━━━━━ Records for processing ━━━━━

PR #5330, opened 2024-10-11
EES-5565 Fix UI test failure due to existence of other prerelease users

mmyoungman:
This PR fixes a UI test failure we were seeing due to an additional prerelease user being created on an environment alongside `ees-prerelease1` and `ees-prerelease2`.

Previously the tests passed as this would happen:

- `user_resets_user_roles_via_api_if_required` is called. This removes the global prerelease role for both ees-prerelease1 and ees-prerelease2. This means both users no longer appear in the list of prerelease users, but in the list of all other users.

- `_get_prerelease_user_details_via_api` is called. This results in `admin_client.get("/api/user-management/pre-release")` returning a 404 (as they are no other prerelease users) and so it throws an exception when `.json()` is called on the response.

- This 404 is caught and in the `except` block we go on to call `_get_user_details_via_api`, the prerelease users are found and the UI test continues as expected

However, if `user-management/pre-release` returned a 200 - because another prerelease user existed -  the response would be successfully parsed into json, resulting in us triggering `assert matching_users, f"Could not find user with email {user_email}"`.

I've removed the checks for exceptions and instead rely on checking the response status code directly to see if the user has been found amongst prerelease users or general users.

I also changed the backend so the user-management/pre-release endpoint no longer returns a 404 if there are no pre-release users. It now returns an JSON empty list.

### DIFF
--- a/tests/robot-tests/tests/libs/admin_api.py
+++ b/tests/robot-tests/tests/libs/admin_api.py
@@ -2,7 +2,6 @@ import os
 from datetime import datetime
 
 import requests
-from robot.libraries.BuiltIn import BuiltIn
 from tests.libs import local_storage_helper
 
 # To prevent InsecureRequestWarning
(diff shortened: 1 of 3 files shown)


tests/robot-tests/tests/libs/admin_api.py
```diff
@@ -219,21 +215,41 @@ def delete_test_user(email: str):
 
 
 def _get_user_details_via_api(user_email: str):
-    users = admin_client.get("/api/user-management/users").json()
+    response = admin_client.get("/api/user-management/users")
+
+    if response.status_code == 404:
```
duncan-at-hiveit, line 220: I don't think we should be expecting a 404 here - just an empty list.

tests/robot-tests/tests/libs/admin_api.py
```diff
@@ -219,21 +215,41 @@ def delete_test_user(email: str):
...
+    assert len(matching_users) == 1, f"Should only have found one user with email {user_email}"
 
     return matching_users[0]
 
 
 def _get_prerelease_user_details_via_api(user_email: str):
-    users = admin_client.get("/api/user-management/pre-release").json()
+    response = admin_client.get("/api/user-management/pre-release")
+
+    if response.status_code == 404:
```
duncan-at-hiveit, line 240: Again with the 404 vs empty list

duncan-at-hiveit (approved):

tests/robot-tests/tests/libs/admin_api.py
mmyoungman: See other comment

tests/robot-tests/tests/libs/admin_api.py
mmyoungman: I changed my mind and changed the pre-release users endpoint to return an empty list instead of a 404. So I've also removed the 404 check from the python code.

━━━━━

= Work task =
Only the lines from the beginning of the data above through the line containing "on the response." should be repeated, exactly as they appear.

= Response to this exercise =
PR #5330, opened 2024-10-11
EES-5565 Fix UI test failure due to existence of other prerelease users

mmyoungman:
This PR fixes a UI test failure we were seeing due to an additional prerelease user being created on an environment alongside `ees-prerelease1` and `ees-prerelease2`.

Previously the tests passed as this would happen:

- `user_resets_user_roles_via_api_if_required` is called. This removes the global prerelease role for both ees-prerelease1 and ees-prerelease2. This means both users no longer appear in the list of prerelease users, but in the list of all other users.

- `_get_prerelease_user_details_via_api` is called. This results in `admin_client.get("/api/user-management/pre-release")` returning a 404 (as they are no other prerelease users) and so it throws an exception when `.json()` is called on the response.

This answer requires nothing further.